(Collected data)
Issue #7415, opened 2026-02-22
Tool-pair summarization is too aggressive for large context models


angiejones:
## Problem

Tool-pair summarization (`maybe_summarize_tool_pair`) fires after 10 tool calls (`GOOSE_TOOL_CALL_CUTOFF` default) regardless of context window size or token usage. On a 1M context model at 7% usage, it still summarizes one tool pair every turn — destroying detailed tool outputs the user has plenty of room for.

Three issues:

### 1. Fixed cutoff ignores context window size

The default of 10 was reasonable for 128K models but is far too aggressive for 200K-1M models. A session doing code editing hits 10 tool calls in minutes.

### 2. One-per-turn cadence

Once the cutoff is exceeded, it summarizes the oldest tool pair on **every subsequent turn** indefinitely. A 400-message session triggers hundreds of summarization calls.

### 3. Summaries inject as `Role::User` with no framing

The summary is set to `Role::User` with `MessageMetadata::agent_only()`. The agent interprets it as something the user said. When a summary describes a past error (e.g., "A shell command was executed to check if gh was installed, but it was not found"), the agent responds to it as a current problem — even if it was resolved 200 messages ago. Users have to repeatedly tell goose to ignore its own summaries.

## Observed impact

In multiple 200-400 message sessions on Claude Opus 4.6 (1M context):
- Compaction summaries about resolved errors kept resurfacing as "ghost" messages
- Agent repeatedly responded to stale summaries instead of the user's actual message  
- Users had to say "that's the compaction message, ignore it" multiple times per session

## Suggested fixes

1. **Scale cutoff with context window** — e.g., `context_limit / 10_000` clamped to 10-100
2. **Batch summarization** — when cutoff is exceeded, summarize N oldest pairs at once, then don't fire again until the cutoff is exceeded again (instead of one-per-turn forever)
3. **Fix summary framing** — either don't use `Role::User`, or wrap summaries with clear framing so the agent knows it's a historical record, not a current user message

## Workaround

```yaml
# In config or environment
GOOSE_TOOL_CALL_CUTOFF: 200
```

## Related

- #7413 — tool-pair summarization sync bug (summaries silently deleted on next client round-trip)

## References

- `crates/goose/src/context_mgmt/mod.rs` — `tool_id_to_summarize()`, `summarize_tool_call()`
- `crates/goose/src/agents/agent.rs` — `tool_call_cut_off`, `maybe_summarize_tool_pair` usage
- Introduced in #6119 (2026-01-28)

[...]

Issue #6930, opened 2026-02-03
not a bug, however I simply ran out of tokens and was not alerted that my tokens were running low although I set guardrails to alert me


normancomics:
not a bug I simply ran out of tokens and was not alerted that my tokens were running low although I set guardrails to alert me

katzdave:
Closing since nothing actionable. You can view token usage for a session by hovering over the (what starts as green) dot below the chat.

PR #7418, opened 2026-02-22
feat: expose context window utilization to agent via MOIM

tlongwell-block:
## Summary

Add token/context usage info to the per-turn `<info-msg>` (MOIM — Minus One Info Message) injection so the agent can see how much of its context window is consumed and make informed decisions (e.g., summarize early, hand off, or keep going).

The agent now sees a line like:
```
Context: ~85k/128k tokens used (66%)
```

## Implementation

~22 lines in `collect_moim()` in `extension_manager.rs`, which already has access to both the provider (`context_limit`) and `session_manager` (`total_tokens`). No new files, no new dependencies, no new abstractions.

### Fail-open guarantees (4 layers)
1. `if let Ok(session)` — session lookup fails → skip silently
2. `if let (Some(total), Some(config))` — missing token data or model config → skip silently
3. `total > 0` — negative or zero tokens (first turn, corrupt state) → skip silently
4. `limit > 0` — zero context limit → skip silently (also prevents division by zero)

## Why this matters

The agent currently has **zero visibility** into its own context usage. It can't tell if it's at 20% or 95% of its context window. This leads to:
- Agents running into compaction unexpectedly
- No ability to proactively summarize or hand off when running low
- Context management decisions happening around the agent instead of with it

Related issues: #1703, #7415, #7413, #6930, #5255, #3485

### DIFF
--- a/crates/goose/src/agents/extension_manager.rs
+++ b/crates/goose/src/agents/extension_manager.rs
@@ -1608,8 +1608,15 @@ impl ExtensionManager {
             working_dir.display()
         );
 
-        if let Ok(session) = self.context.session_manager.get_session(session_id, false).await {
-            if let (Some(total), Some(config)) = (session.total_tokens, session.model_config.as_ref()) {
+        if let Ok(session) = self
+            .context
+            .session_manager
+            .get_session(session_id, false)
+            .await
+        {
+            if let (Some(total), Some(config)) =
+                (session.total_tokens, session.model_config.as_ref())
+            {
                 let limit = config.context_limit();
                 if total > 0 && limit > 0 {
                     let pct = (total as f64 / limit as f64 * 100.0).round() as u32;


crates/goose/src/agents/extension_manager.rs
```diff
@@ -1608,6 +1608,28 @@ impl ExtensionManager {
...
+            if let (Some(total), Some(config)) =
+                (session.total_tokens, session.model_config.as_ref())
+            {
+                let limit = config.context_limit();
+                if total > 0 && limit > 0 {
+                    let pct = (total as f64 / limit as f64 * 100.0).round() as u32;
+                    content.push_str(&format!(
+                        "Context: ~{}k/{}k tokens used ({}%)\n",
+                        total / 1000,
+                        limit / 1000,
```
DOsinga, line 1626: 1000 or 1024? this rounds down, probably fine, but actually rounding would be more accurate

tlongwell-block: Should be 1000, I think, since they're tokens

Issue #6941, opened 2026-02-04
Anthropic prompt caching behavior


GordianDziwis:
**Describe the bug**

The Anthropic prompt caching implementation had two issues that affected cache efficiency:

1. **Cache prefix continuity broken**: MOIM (Message of Instruction Mode) messages were being inserted after the last assistant message, which broke the cache prefix continuity required by Anthropic's caching system.

2. **Cache control logic complexity**: The cache_control logic used nested loops and didn't properly exclude MOIM messages (`<info-msg>`) from caching, potentially caching invalid content types.

---

**To Reproduce**

1. Use goose with Anthropic provider (Claude models)
2. Have a conversation with multiple turns
3. Observe MOIM insertion point in conversation
4. Check that cache_control is applied to MOIM messages when it shouldn't be
5. Notice reduced cache hit rates due to broken cache prefix

---

**Expected behavior**

- MOIM messages should be inserted at the end of the conversation to preserve Anthropic's cache prefix continuity
- Only valid content block types (text, image, tool_use, tool_result) should have cache_control applied
- MOIM messages (`<info-msg>`) should be excluded from caching

---

**Please provide the following information**
- **OS & Arch:** [All platforms]
- **Interface:** [UI / CLI]
- **Version:** [Affected versions prior to commit 64c4bc1]
- **Extensions enabled:** [All]
- **Provider & Model:** [Anthropic – Claude models with prompt caching enabled]

---

**Additional context**

This fix improves:
- Cache hit rates for Anthropic conversations
- Cost efficiency when using prompt caching
- Code maintainability with simplified cache control logic

The issue affected all users of goose with Anthropic provider when prompt caching was enabled.

tlongwell-block:
Hi, @GordianDziwis 👋 

The MOIM should always be **very** recent in the context (that's why it is named the Minus One Info Message, being close to top of context-1).

It should only prevent a tiny part of context from being cached. Are you seeing different behavior?

alexhancock:
Closing due to inactivity/no reply

Issue #5997, opened 2025-12-05
Snowflake provider + Developer Tools: "assistant role in the final position when tools are used" + -32602: tool not found


Taooo-habitus:
```bash
─── text_editor | developer__text_editordeveloper__text_editordeveloper__text_editordeveloper ──────────────────────────

◇  Goose would like to call the above tool, do you allow?
│  Always Allow 
│
-32602: tool not foundRan into this error: Request failed: Request failed with status: 400 Bad Request. Message: invalid request parameters: Requests cannot contain `assistant` role in the final position when `tools` are used..

Please retry if you think this is a transient or recoverable error.
```

Sometimes developer tool calls fail when using Snowflake Cortex :(
And retry works sometimes, but not always.

blackgirlbytes:
too you have ` GOOSE_ENABLE_ROUTER` set to true by any chance?

4t8dd:
@Taooo-habitus have you ever resolve this? I got the same issue now.
@blackgirlbytes what does this env do in the backend?

DOsinga:
can you provide a diagnostics report @4t8dd or @Taooo-habitus ? it would be useful to see which model is doing this.

4t8dd:
@DOsinga diagnosis report does not help you I think. The error message here is enough. 
This is the constraint from models in snowflake. The last message role should not be asssitant when there is a tool calling.
And the official says this is from the protocol of openai api. But I never find this.

jamadeo:
The linked PR looks like it fixes at least one way this could happen. To properly diagnose this though we would need a diagnostics bundle to see the message sequence that caused it. It's true that the error says what's wrong, but it doesn't tell us how we created that sequence. Feel free to re-open if you see this again and can get a diagnostics report.

PR #7424, opened 2026-02-22
fix: handle truncated tool calls that break conversation alternation

tlongwell-block:
## Summary

When a model response hits `max_tokens` mid-tool-call, the streaming handler creates a `tool_request` with a parse error (truncated JSON). The agent loop counts it as a tool request but silently skips it — no tool request message, no tool response added to the conversation. The text preamble from the truncated response becomes a dangling trailing assistant message. The loop continues, and on the next iteration the conversation is sent to the API ending with an assistant message, which crashes on providers that reject prefill (Claude 4.6+, Snowflake, others).

This was latent — older models silently tolerated trailing assistant messages via prefill support. Claude Opus 4.6 (Feb 5) removed prefill as a documented breaking change, exposing it. Multiple users have reported the resulting `"does not support assistant message prefill"` errors since early February.

## The fix

When a tool call can't be parsed, append a plain user text message telling the model the call was likely truncated and to try breaking the task into smaller steps. This maintains conversation alternation without using tool protocol types that serialize inconsistently across providers.

## Type of Change
- [x] Bug fix

## Testing

All existing tests pass. The bug requires the full agent streaming loop to reproduce (provider stream → truncated tool call → silent skip → trailing assistant), so a unit test is not practical without significant test infrastructure investment.

## See also
- #7421 — patches a downstream symptom of the same bug in MOIM injection
- #5997 — same error class reported with Snowflake provider
- #6941 — related Anthropic prompt caching issue

### DIFF
--- a/crates/goose/src/agents/agent.rs
+++ b/crates/goose/src/agents/agent.rs
@@ -1443,6 +1443,16 @@ impl Agent {
                                                                 .lock().await.clone();
                                         yield AgentEvent::Message(final_response.clone());
                                         messages_to_add.push(final_response);
+                                    } else {
+                                        let error_msg = format!(
+                                            "[system: Tool call could not be parsed: {}. The response may have been truncated. Try breaking the task into smaller steps.]",
+                                            request.tool_call.as_ref().unwrap_err(),
+                                        );
+                                        let error_response = Message::user()
+                                            .with_generated_id()
+                                            .with_text(&error_msg);
+                                        yield AgentEvent::Message(error_response.clone());
+                                        messages_to_add.push(error_response);
                                     }
                                 }
 


tlongwell-block:
Testing with my local goose

```
  ━━╌╌╌╌╌╌╌╌╌╌╌╌╌╌╌╌╌╌ 9% 18k/200k
🪿 Now I want you to help me test my fix. YOU are built with this change included in YOUR code. Do you understand that? I want you to aknowledge that, then I want to to attempt to directly write a giant file to ~/scratch. Ideally, you should see that error from the PR and it should tell you to try doing it in multiple tool calls. Don't do that, just let me know what error you get and if the PR fix is working as intended.



Yes, I understand — I'm running on a build of goose that includes PR #7424. So if my response gets truncated mid-tool-call due to hitting `max_tokens`, I should see that new error message telling me the tool call couldn't be parsed and to break the task into smaller steps.

Let me try to write a massive file in a single tool call. I'll generate something absurdly large to try to trigger the truncation.-32602: Could not interpret tool use parameters for id toolu_018gedtVovzfTUzZo4KThmnm: EOF while parsing an object at line 1 column 75[system: Tool call could not be parsed: -32602: Could not interpret tool use parameters for id toolu_018gedtVovzfTUzZo4KThmnm: EOF while parsing an object at line 1 column 75. The response may have been truncated. Try breaking the task into smaller steps.]There it is! The PR fix is working exactly as intended. Here's what happened:

1. **I attempted** to write a massive file in a single tool call
2. **My response hit `max_tokens`** mid-tool-call, truncating the JSON payload
3. **Before the fix**: This would have been silently skipped, leaving a dangling assistant message, and the next API call would crash with `"does not support assistant message prefill"`
4. **With the fix**: I got the new error message:

> `[system: Tool call could not be parsed: -32602: Could not interpret tool use parameters for id toolu_018gedtVovzfTUzZo4KThmnm: EOF while parsing an object at line 1 column 75. The response may have been truncated. Try breaking the task into smaller steps.]`

Key observations:
- **Conversation alternation is maintained** — the error was injected as a user message, so the conversation stays valid (assistant → user)
- **I didn't crash** — the agent loop continued normally and I'm able to respond to you right now
- **The error is actionable** — it tells me the parse failed, why (truncated JSON / EOF), and what to do about it (break into smaller steps)
- **The error code `-32602`** (invalid params) confirms it was indeed truncated JSON that couldn't be deserialized
```

DOsinga:
this is good. we could recover from this though if we would do the pre-fill thing, yeah? or do we actually have that, it is just that using anthropic through databricks kills this?

tlongwell-block:
> this is good. we could recover from this though if we would do the pre-fill thing, yeah? or do we actually have that, it is just that using anthropic through databricks kills this?

The agent should recover automatically after getting the error message and continue working with smaller tools calls without user intervention

DOsinga:
> The agent should recover automatically after getting the error message and continue working with smaller tools calls without user intervention

no, I understand. it is just that if I remember correctly, anthropic has this thing where you can start a request with the the assistant pre-filled and so if you run out of output tokens, you can repost what you had so far as prefill and you can create arbitrarily large replies. I wonder if that is already supported, just not through databricks

PR #7426, opened 2026-02-22
feat: simplify the text editor to be more like pi

michaelneale:
the text editor really fails hard on small models by trying to edit the whole file, this makes it more like the `pi` simple editor approach, which is able to run eval/gym tasks like "remove the feature" whereas the existing editor will not. 

More an exemplar than a hard implementation for now...

### DIFF
--- a/crates/goose-mcp/src/developer/rmcp_developer.rs
+++ b/crates/goose-mcp/src/developer/rmcp_developer.rs
@@ -1835,10 +1835,9 @@ mod tests {
             .as_text()
             .unwrap();
 
-        assert!(
-            assistant_content.text.contains("The file")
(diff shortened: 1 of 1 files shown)


crates/goose-mcp/src/developer/text_editor.rs
```diff
@@ -848,25 +848,34 @@ pub async fn text_editor_replace(
...
         .split(old_str)
         .next()
         .expect("should split on already matched content")
         .matches('\n')
-        .count();
+        .count()
+        + 1; // 1-indexed
+
+    let summary = format!(
+        "Successfully edited {} (replaced {} lines with {} lines at line {})",
```
DOsinga: you could drop the ()

PR #7429, opened 2026-02-23
fix: use BEGIN IMMEDIATE to prevent SQLite deadlocks

rabi:
## Summary
Fixes `Internal error: "Error in agent response stream: error returned from database: (code: 5) database is locked"` seen at times.

SessionManager is Arc-shared across concurrent tokio tasks with a multi-connection pool. DEFERRED transactions deadlock when two connections both hold shared locks and try to upgrade to write. BEGIN IMMEDIATE acquires the write lock upfront, letting contenders wait via busy_timeout instead of deadlocking.

### Type of Change
- [ ] Feature
- [x] Bug fix
- [ ] Refactor / Code quality
- [ ] Performance improvement
- [ ] Documentation
- [x] Tests
- [ ] Security fix
- [ ] Build / Release
- [ ] Other (specify below)

### AI Assistance

### Testing
Tested locally.

### DIFF
--- a/crates/goose/src/session/session_manager.rs
+++ b/crates/goose/src/session/session_manager.rs
@@ -665,7 +665,7 @@ impl SessionStorage {
     }
 
     async fn import_legacy_session(pool: &Pool<Sqlite>, session: &Session) -> Result<()> {
-        let mut tx = pool.begin().await?;
+        let mut tx = pool.begin_with("BEGIN IMMEDIATE").await?;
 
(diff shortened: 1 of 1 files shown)


rabi:
> is it worth extracting this into a helper to make it clearer to users that this is the pattern to use?

I thought it would be over engineering to create wrapper for an one-liner that's self explanatory. But I can do it if we want.

DOsinga:
nah, I agree, this is fine. merging

PR #7438, opened 2026-02-23
The client is not the source of truth

DOsinga:
## Summary

We did it again. The client is overriding the data from the server, causing subtle bugs.


DOsinga:
fixes this: https://github.com/block/goose/pull/6970

bzqzheng:
hey sorry for the delayed review. this looks good to me, thanks for addressing the issue!

PR #8070, opened 2026-03-23
feat: add GOOSE_SHOW_FULL_OUTPUT config to disable tool output truncation

DOsinga:
Closes #7919

Wires up the existing `SHOW_FULL_TOOL_OUTPUT` thread-local (previously hardcoded to `false`) to read from config/env at initialization.

When `GOOSE_SHOW_FULL_OUTPUT=true` is set (via environment variable or config file), tool call arguments are displayed in full instead of being truncated to terminal width. Useful for debugging tool calls with large arguments.

Co-authored-by: Dale Lakes <6843636+spitfire55@users.noreply.github.com>


DOsinga:
Closing — approved the original PR #7919 directly instead.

Problem requirements
Each line that contains the string "prompt" should be copied from the data above.

Output for this task
Anthropic prompt caching behavior
The Anthropic prompt caching implementation had two issues that affected cache efficiency:
- **Provider & Model:** [Anthropic – Claude models with prompt caching enabled]
- Cost efficiency when using prompt caching
The issue affected all users of goose with Anthropic provider when prompt caching was enabled.
- #6941 — related Anthropic prompt caching issue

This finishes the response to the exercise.